Derbyshire Fire and Rescue Service have issued warnings about swimming in lakes or rivers, following the rescue of four children from the River Derwent in Derby.
With the warm summer weather approaching it's not hard to imagine why some people might be tempted to take a plunge.
But consider this, on average 40-50 children drown each year in the UK.
During the school holidays and summer breaks, children are at risk of drowning if they do not take the proper precautions.
To avoid putting your children in unnecessary danger, they should follow the Water Safety Code:
1.) Spot the dangers
- Cold water temperatures
- Hidden currents
- Fast flowing water
- Deep water
- Hidden rubbish or debris under the surface
- Tough exit points - it can be easy to simply jump in, but how are you going to get out?
- No lifeguards on duty
- Water pollution
Water may look safe but strong currents run underneath, making it dangerous. Whilst you may swim well in a warm indoor pool, you may not be able to swim in cold water. It can be difficult to estimate the depth of water than you might think. Spot the danger and keep away.
2.) Take safety advice
Water Safety Flags let you know when it is safe to enter the water:
- Red and yellow flags mean Lifeguards are on patrol. You should only swim or boogie board in the area between the flags.
- The red flag means it is dangerous to bathe or swim and you should not go into the water.
- The quartered black and white flag indicates the area zoned for surf craft and Malibu boards. It is not safe for swimmers and bathers.
Water Safety Signs each have their own meaning:
- Hazards - Signs that WARN you of danger are triangle shaped and yellow!
- Prohibition - Signs that mean you should NOT do something have a red line running through!
- Mandatory - Signs that tell you to DO something are blue and circle shaped!
- Information - Signs are white with black symbols giving instruction!
- Equipment Location - Signs are green with white symbols telling you where important things are!

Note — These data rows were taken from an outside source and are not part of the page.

PR #1342, opened 2026-05-07
vvp: Improve reduction operator performance

larsclausen:
The vvp reduction operators evaluate their input bit by bit. This is expensive for wide vectors.

Add word wide reduction helpers to `vvp_vector4_t` and use them for both reduction functors and vthread reduction opcodes.


caryr:
Two issues:

1. Please update the Copyright year to the current year for any files you change. I forgot to mention that on the previous PR.
2. It looks like you could us `0UL` in a couple places to make the routines more consistent.

caryr (changes requested):
See my previous comment.

larsclausen:
Fixed

PR #1354, opened 2026-05-12
Let iverilog -tvvp generates relocatable VPI module paths

### LINKED ISSUE #1344: iverilog `-tvvp` generates non-relocatable absolute VPI module paths
## Description

The `vvp` target generated by `iverilog -tvvp` embeds absolute paths for built-in VPI modules into the generated `.vvp` file.

The VVP target format documentation explicitly shows generated `:vpi_module` entries:
[[VVP target documentation](https://steveicarus.github.io/iverilog/targets/tgt-vvp.html)]

Example from the documentation:

```text id="h14n1y"
:vpi_module "/usr/local/lib/ivl/system.vpi";
```

Observed example on Windows/MSYS2:

```text id="hj8ny2"
:vpi_module "Z:\usr\X86_~FWL\sys-root\mingw\lib\ivl\system.vpi";
```

This causes generated `.vvp` files to become non-portable and non-relocatable.

## Problem

The generated paths depend on:

* the configure-time `--prefix`
* the build machine layout
* MinGW/MSYS path translation
* short-path expansion on Windows
* the installation root used during packaging

This becomes especially problematic when using staged installs via `DESTDIR`.

Example:

```bash id="ybgv6w"
./configure --prefix=/usr
make
make DESTDIR=/tmp/pkg install
```

The generated `.vvp` files still contain paths derived from the configured prefix or build environment, even if the final installation location differs.

As a result:

* `.vvp` files are not relocatable
* packaged artifacts may fail on target systems
* CI-generated outputs are machine-dependent
* reproducible builds are harder
* Windows builds leak temporary or synthetic paths

## Expected Behavior

The generated `.vvp` file should not embed absolute install paths for built-in VPI modules.

rhabacker:
Fixes #1344

Depends on #1371


caryr:
It looks like the stuff I pushed last night is failing for you even though it went in cleanly for me.. Of course I would have expected the top build directory to be `..` and everything should have just worked for UNIX like systems even if the path had embedded separators. If this doesn't fail locally try running `make clean` or maybe `make distclean`, but save the configure result from the top of `config.log` minus any of the rebuild parts at the end if they have been appended if you run `distclean` so you can rebuild everything using the same configure command.

It also looks like the verbose flag no longer prints the version and copyright information.

caryr:
Are you planning to get back to this draft?

rhabacker:
Yes, after August 8

rhabacker:
The reason is that I want to review the changes using ChatGPT Codex, and my "Free" budget will have been used up by then. If an AI for reviewing merge requests can be enabled for the iverilog project, I could continue working on that beforehand as well.

PR #1360, opened 2026-05-15
tgt-vvp: Use `%cmp/e` instead of `%cmp/u` for `case` comparisons

larsclausen:
`%cmp/e` and `%cmp/u` are very similar with `%cmp/e` not setting the lt flag and being a bit faster due to it. For case comparisons the flag is not needed so switch to `%cmp/e`. This speeds up simulation time designs which make use of case comparisons.


caryr (changes requested):
Please update the Copyright year of the file (in the future).

PR #1361, opened 2026-05-16
Reject unpacked l-value concatenation operands

larsclausen:
L-value concatenation operands must be packed values. Using an unpacked
array as an operand currently reaches the vvp assignment code and triggers
an assert.

Report an elaboration error instead.


larsclausen:
This needs a change to also cover continuous assignment

larsclausen:
> This needs a change to also cover continuous assignment

Fixed now

PR #1371, opened 2026-05-18
iverilog: add command line option -BI and -Bt

### LINKED ISSUE #1370: iverilog: missing option to run from build dir
When using `iverilog` from a build directory, it turned out that configuration files (e.g., vvp.conf) can only be found in the previously specified installation directory, and that the internal call to `ivl` requires a specific directory structure (see, for example, #1354). 

To be able to use the generated application from a build directory without prior installation, command-line options must be available to override the default settings for the aforementioned points.

rhabacker:
This PR added the command-line options mentioned above and updated the documentation for them and for the previously missing `-B<selector>` options.

In addition, a test was added to verify the new options in the `iverilog` program.

Fix #1370

### DIFF
--- a/configure.ac
+++ b/configure.ac
@@ -98,6 +98,22 @@ AC_SUBST(EXEEXT)
 # Combined check for Microsoft-related bogosities; sets WIN32 if found
 AX_WIN32
 
+# detect msys shell
+AC_MSG_CHECKING([whether the shell is an MSYS2 runtime shell])
+
+AS_CASE([$host_os:$MSYSTEM],
+  [*mingw*:UCRT64|*mingw*:MINGW64|*mingw*:MINGW32|*mingw*:CLANG64], [
+    MSYS_SHELL=true
+    msys_shell_result=yes
+  ],
+  [
+    MSYS_SHELL=false
+    msys_shell_result=no
+  ]
+)
+AC_MSG_RESULT([$msys_shell_result])
+AC_SUBST([MSYS_SHELL])
+
 # Check to see if we are using the Sun compiler. If so then configure
 # some of the flags to match the Sun compiler syntax. This is also used
 # in the aclocal.m4 file to configure the flags used to build and link
--- a/driver/Makefile.in
+++ b/driver/Makefile.in
@@ -17,12 +17,18 @@
 #
 SHELL = /bin/sh
 
+EXEEXT = @EXEEXT@
+ENV_VVP=@ENV_VVP@
+MSYS_SHELL=@MSYS_SHELL@
+
 suffix = @install_suffix@
 
 prefix = @prefix@
 exec_prefix = @exec_prefix@
 srcdir = @srcdir@
 datarootdir = @datarootdir@
+builddir=@builddir@
+top_builddir=@top_builddir@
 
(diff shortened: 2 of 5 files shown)


caryr:
I'm not against adding the options, but does it make more sense to add a new config file to pass all this information to the various programs and then just a single option to use the results from the config file instead of the ones that are compiled into the programs? I would assume this is an all or nothing scenario so an override file may make more sense or does two sets of internal paths make more sense? One for pre-install checking and the other for post-install

martinwhitaker:
> I'm not against adding the options, but does it make more sense to add a new config file to pass all this information to the various programs and then just a single option to use the results from the config file instead of the ones that are compiled into the programs?

Like the check.conf file and the `-tcheck` option currently used to support `make check`?

caryr:
That comment was more conceptual than contextual. I've not had time to review the details of this pull request, but it seemed like we are adding a bunch of options to get checking to work before being installed. Which is good and something that repo integrators have requested previously.

I spent most of my free time this past weekend reviewing and getting other pull requests integrated along with a few post fixes, so did not have time to look at this in detail so far. The test suite supports a number of different -t options so I don't think we can just pick one. I'll post more when I have had time to review this further.

caryr:
Is there a reason the `-Bt` option is not `-BT` so it matches the other options that only take an uppercase value?

Where is the `test.conf` file created that was added to the clean target?

Do you understand why MSYS is failing?

rhabacker:
> Is there a reason the `-Bt` option is not `-BT` so it matches the other options that only take an uppercase value?

There is not really a fully consistent naming convention among the existing -B* options.

Some options use the uppercase letter because it matches the referenced subsystem name:


-BM ↔ -mmodule
-BP ↔ ivlpp
-BI ↔ ivl

Others are already semantic rather than strictly mnemonic:

-BV ↔ vhdlpp  

For -Bt, the lowercase t was chosen intentionally because it directly maps to -t <target>, which is what the option affects.

Using -BT would also be potentially confusing because Icarus Verilog already has the -T[min|typ|max] option family, so visually -BT looks very close to an extension of the existing timing-related -T* options.

So the current spelling was mainly chosen for readability and to preserve the association with -t target.

That said, if there is a preferred project-wide convention for new -B* options, I can adjust it for consistency.

rhabacker:
> Where is the test.conf file created that was added to the clean target?

That seems to be a leftover from previous tests; I'll remove it.

rhabacker:
> Do you understand why MSYS is failing?

Yes. The failure is caused by the test being executed from an MSYS runtime shell while the tested executable itself is a native Win32 program.

The MSYS shell uses POSIX-style paths such as /c/..., but the executable internally uses the native Windows API and therefore expects Windows-style paths. As a result, the test passes MSYS-style paths to a program that does not understand them.

The exclusion was therefore added because the failure is caused by the runtime environment/path format mismatch, not by the functionality being tested itself.

caryr:
> The exclusion was therefore added because the failure is caused by the runtime environment/path format mismatch, not by the functionality being tested itself.

Okay, I seem to remember there is a workaround for this and I can check it locally.

PR #1377, opened 2026-05-28
Fix #1322: No warning on dynamic Out-Of-Bound array access

### LINKED ISSUE #1322: No warning on dynamic Out-Of-Bound array access
### Summary

Out-of-bounds writes to fixed-size unpacked arrays currently execute as silent no-ops in Icarus Verilog, which is compliant with IEEE 1800-2017 §7.4.6. However, the lack of any diagnostic makes these bugs difficult to detect, especially when designs use indices wider than the array bounds. In contrast, other tools (e.g., Verilator) emit warnings—although their execution semantics are incorrect. Icarus Verilog should retain its correct no-op behavior but emit a warning when an invalid index is used for an array write.

### Root Cause Analysis

The issue arises when an unpacked array is indexed by a variable whose value can exceed the valid index range. For example, a 4-element array indexed by a 4-bit counter will produce out-of-bounds accesses once the counter exceeds 3. Per IEEE 1800-2017 §7.4.6, such writes must be ignored (no operation). Icarus Verilog correctly implements this semantic, but does not issue any warning or diagnostic. This creates a silent failure mode where design intent is violated without visibility, complicating debugging and masking potential RTL bugs.

### Reproduction
```
module tb;

  logic clk = 0;
  always #1 clk = ~clk;

  logic [7:0] shift_reg [3:0];  // 4 elements
  logic [3:0] counter;          // 0–15 (will exceed bounds)

  initial begin
    // initialize
    for (int i = 0; i < 4; i++) shift_reg[i] = 8'hA0 + i;
    counter = 0;

    // perform 6 writes (2 are OOB)
    repeat (6) begin
      @(posedge clk);
      shift_reg[counter] <= 8'hFF;
      counter <= counter + 1;
    end

    // check contents
    #1;
    $display("shift_reg = %p", shift_reg);

    // expected (IEEE-compliant behavior: no-op on OOB)
    if (shift_reg[0] !== 8'hFF ||
        shift_reg[1] !== 8'hFF ||
        shift_reg[2] !== 8'hFF ||
        shift_reg[3] !== 8'hFF) begin
      $fatal("FAIL: array contents corrupted");
    end

    $display("PASS");
    $finish;
  end

endmodule
```

Running under Icarus Verilog:
```
iverilog -g2012 -o test.vvp oob_array_mismatch.sv
vvp test.vvp
```

Simulation completes without warnings, and out-of-bounds writes are silently dropped, result in pass.

MrCookieeeee:
As discussed in #1322, Icarus already reports out-of-bounds accesses for constant unpacked-array indices, such as:
```verilog
assign a[10] = 1;
```
However, the same diagnostic is currently missing for variable-indexed unpacked-array writes, where the index value is only known at runtime.

This PR extends `-Wselect-range` to dynamic out-of-bounds unpacked array writes in the VVP backend/runtime. Key changes are as follows:

1. Add `warn_select_range` and `array_write_warn_suffix()`,  emit `/
  w` opcode variants only when the warning is enabled.
2. Cover blocking/immediate array writes via `%store/vec4a/w`, `%store/reala/w`,
  `%store/stra/w`, and `%store/obja/w`.
  Cover nonblocking/delayed/event array writes via `%assign/ar*/w` and `%assign/vec4/a/*/w`.
3. Add some regression tests

If you have a better implementation approach, I would be happy to adjust the PR. I want to keep the change both elegant and efficient.


caryr:
I will not have time to review this and your other submission for about a week.

MrCookieeeee:
No worries, take your time.

larsclausen:
Not sure we need separate instructions for this. We either want this for all array access or not, there is no selective allow it for this, but dont allow it for that. Maybe that is better handled as a vvp warning flag. But lets see what others say

MrCookieeeee:
> Not sure we need separate instructions for this. We either want this for all array access or not, there is no selective allow it for this, but dont allow it for that. Maybe that is better handled as a vvp warning flag. But lets see what others say

I agree. Adding new instruction like assign/vec4/a/d/w also cause me lots of trouble, and also make the repo kinda repeatitive. Maybe you can just decline this PR, or i will push a new verison of it later.

tgt-vvp/vvp_process.c
```diff
@@ -54,24 +53,23 @@ static void assign_to_array_r_word(ivl_signal_t lsig, ivl_expr_t word_ix,
...
-	    fprintf(vvp_out, "    %%jmp/0 t_%u, 4;\n", do_assign);
-	    fprintf(vvp_out, "    %%pop/real 1;\n");
-	    fprintf(vvp_out, "    %%jmp t_%u;\n", end_assign);
-	    fprintf(vvp_out, "t_%u ;\n", do_assign);
       }
 
       if (dexp != 0) {
 	      /* Calculated delay... */
 	    int delay_index = allocate_word();
+	    int index_flag = allocate_flag();
```
MrCookieeeee, line 65: Explaination: Evaluating the delay expression may overlap flag 4, which currently records the array index status. Save and restore it later.

MrCookieeeee:
Hi, could anyone review this PR?

PR #1387, opened 2026-06-19
Preserve sign of negative zero

flaviens:
Hi!

The function `draw_realnum_real()` detected the sign via `(value < 0)`, which is false for IEEE 754 -0.0. Therefore, a source/constant-folded -0.0 was emitted as +0.0. Use `signbit()` to set the sign bit, matching the runtime real value and
IEEE 754-2019 sec 3.4 / IEEE 1800-2017 sec 6.12.1.

Thanks!
Flavien

### DIFF
--- a/ivtest/ivltests/real_negative_zero.v
+++ b/ivtest/ivltests/real_negative_zero.v
@@ -1,0 +1,35 @@
+// Check that the vvp code generator preserves the sign of a negative zero
+// real constant. The sign used to be detected with (value < 0), which is
+// false for IEEE 754 -0.0, so a -0.0 constant was emitted as +0.0 and the
+// compiled value no longer matched the runtime real value.
+
+module test;
+
+  real nz;
+  real pz;
+
+  initial begin
+    nz = -0.0;
+    pz = 0.0;
+
+    // The sign bit is the only thing that tells -0.0 from +0.0.
+    if ($realtobits(nz) !== 64'h8000_0000_0000_0000) begin
+      $display("FAILED: -0.0 stored as %h", $realtobits(nz));
+      $finish;
+    end
+
+    if ($realtobits(pz) !== 64'h0000_0000_0000_0000) begin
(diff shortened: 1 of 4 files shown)


caryr:
When I compared this with the code in the vlog95 generator it is using signbit() for detecting negative 0.0 and also for detecting a negative NaN. My guess is this also needs to be done for NaN in the VVP code generator. Can you check if a change is needed for NaN? I'll check later if you do not get around to it.

caryr:
Oops, the other branch in the vlog95 generator that used signbit() was for the infinities (likely not needed, but maybe faster), though I thought NaN can also be positive or negative. Now I definitely need to investigate more.

larsclausen:
code change looks, ok to me. Can you also add a regression test that checks that this case is handled correctly?

larsclausen:
> When I compared this with the code in the vlog95 generator it is using signbit() for detecting negative 0.0 and also for detecting a negative NaN. My guess is this also needs to be done for NaN in the VVP code generator. Can you check if a change is needed for NaN? I'll check later if you do not get around to it.

`$realtobits(-nan)` is something where we output the wrong value atm. For pretty much everything else the distinction between `nan` and `-nan` does not really matter.

caryr:
I agree the difference between nan and -nan is mostly immaterial. What I am looking for is consistency between the underlying C/C++ and how the result is generated in Icarus. There are places where not handling the sign bit for nan creates differences, but then again the C/C++ code is not what I would consider consistent either (the result can depend on the optimization selected during compilation). My biggest concern is that the compiler can produce different results than the runtime because we are not preserving the nan sign.  For example: 0.0/0.0 is producing -nan in the runtime, but because the sign is dropped nan in the compiler. Even more wonky is when compiled with -O2 the C code produces nan for -0.0/0.0. It also depends on the compiler used, gcc versus clang.

I agree with Lars, add a regression test and we will commit this.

Swim at a swimming pool or beach where a lifeguard is present wherever and whenever possible. If not, then pay attention for special flags for instruction or warning; on beaches, notices, inland waterways.
3.) Go together
Never go swimming alone.
- Children should never be alone.
- An adult can help point out dangers.
- An adult can help if someone gets into trouble.
4.) Learn how to help
- Help if someone is struggling
- Tell a lifeguard
- Dial 999 - ask for the police or the coastguard
To see or download the Water Safety Code in full and in more detail click here.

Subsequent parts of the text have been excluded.